The first source, a board member at the NAT, stated that the government will allocate approximately 19.5 billion pounds ($370 million) from the general budget to fulfill contractual obligations with the Spanish railway construction company CAF. This agreement includes the modernization, rehabilitation, and maintenance of 39 trains on Cairo Metro Line 2 and the maintenance of 23 trains on Line 1, as part of a plan to upgrade the fleet and improve service quality.
Last October, the Ministry of Transport withdrew from a 200-million-euro foreign loan for Line 2 maintenance after failing to reach a final agreement with international lenders over terms and grace periods.
The first source added that the Spanish company’s mandate includes conducting technical studies to extend Line 1 to Shibin al-Qanater and completing the extension of Line 2 to the Ring Road, with the aim of bolstering connectivity within Greater Cairo.

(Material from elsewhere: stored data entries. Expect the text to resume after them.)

Issue #189, opened 2015-01-08
Create test cases for existing subsystems


TheJJ:
Because reasons we should add more tests to the code.

Missing systems without any case yet:

[ ] Pathfinding
[ ] Jobmanager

The source explained that the government funding also covers periodic maintenance and the continued development of Line 2 systems, alongside light maintenance undertaken by the Cairo Metro company to ensure operational continuity and safety.
Data from the NAT revealed that studies are underway to cancel the “July 23 – Shibin Al-Qanater” railway line, replacing it with a new 19-kilometer extension of Metro Line 1 starting from El Marg El Gedida and reaching Shibin Al-Qanater across 14 stations.
Work is also in progress to extend Line 2 by 3.2 kilometers north from Shubra El-Kheima through three new stations to reach the Ring Road, integrating the line with the Bus Rapid Transit (BRT) project.
The second source, a board member at the ENR said that funding allocations for the next fiscal year are estimated at 10.5 billion pounds (about $200 million). This budget aims to complete its traffic lights project and develop the 224-kilometer “Bashtil – Al-Ittihad – Al-Qabbari” line, in addition to paying out the remaining installments from the 2023 Russian train deal.
The source added that the funds will also cover rerouting the “Fuka – Samla – Ras El-Hekma” line. The path is being cleared for the High-Speed Electric Train, which is scheduled to begin serving the Ras El-Hekma area next year.
In late March, Transport Minister Kamel Al-Wazir stated in a televised interview that the ministry’s loans account for approximately 12.5% of Egypt’s total debt. He noted that these loans range between $18 billion and $20 billion out of the state’s total external debt of approximately $160 billion.